All life on earth depends on natural photosynthesis,which produces carbohydrates and O2 from sun light and CO2. 'Artificial photosynthesis' is the research field of replicating natural photosynthesis in an artificial way. In addition, there are three major crises threatening humanity today: global warming, food shortage, and running out of fossil energy sources. Successful artificial photosynthesis will produce oxygen and food/chemicals from only sun light and CO2. The production of O2 will solve the problem of global warming, whereas production of food/chemicals will solve the energy and food crises of today. The sun delivers 3,850,000 exajoules (EJ) per year to the earth's surface1. All artificial energy produced by humankind in one year from fossil fuels and nuclear energy is only 0.01% of sun energy that reaches the earth surface in one year2. Nature only captures 0.07% of the earth's total solar energy with artificial photosynthesis, which is 3,000 EJ per year in biomass3, including food, forests, animals and biological life on the planet. If artificial photosynthesis can only capture a small portion of the sun's energy, this will significantly help in solving the three mentioned crises.
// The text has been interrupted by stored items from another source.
PR #848, opened 2024-03-31
Add a few prometheus metrics for IPC relayer daemon and export them via local endpoint

mb1896:


ipc/provider/src/checkpoint.rs
```diff
@@ -105,6 +138,11 @@ impl<T: BottomUpCheckpointRelayer + Send + Sync + 'static> BottomUpCheckpointMan
     pub async fn run(self, submitter: Address, submission_interval: Duration) {
         log::info!("launching {self} for {submitter}");
 
+        const PROMETHEUS_EXPORTER_URL: &str = "0.0.0.0:9185";
```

Artificial Photosynthesis is a rapidly growing research field around the world.  The 'BioSolar Cells Project' is a joint initiative of companies and knowledge institutions, supported by the Dutch government. As a member of Biosolar Cell project and a member of Mesoscale Chemical Systems at MESA+ Nanotechnology Center at University of Twente, I will present novel ATR-IR (Attenuated Total Reflectance Infrared Spectroscopy) applications4-6 I have developed within the artificial photosynthesis research.

References:

1.      Smil, V., General Energetics: Energy in the Biosphere and Civilization. Wiley: 1991.
2.      Morton, O., Nature 2006, 443 (7107), 19-22.
3.      Miyamoto, K., Renewable biological systems for alternative sustainable energy production (FAO Agricultural Services Bulletin - 128). Osaka University: 1997.
4.      Karabudak, E.; Kas, R.; Ogieglo, W.; Rafieian, D.; Schlautmann, S.; Lammertink, R. G. H.; Gardeniers, H. J. G. E.; Mul, G., Accepted to Analytical Chemistry 2012.
5.      Karabudak, E.; Mojet, B. L.; Schlautmann, S.; Mul, G.; Gardeniers, H., Anal Chem 2012, 84 (7), 3132-3137.
6.      Karabudak, E.; Yuce, E.; Schlautmann, S.; Hansen, O.; Mul, G.; Gardeniers, H., Phys. Chem. Chem. Phys. 2012, 14 (31), 10882-10885.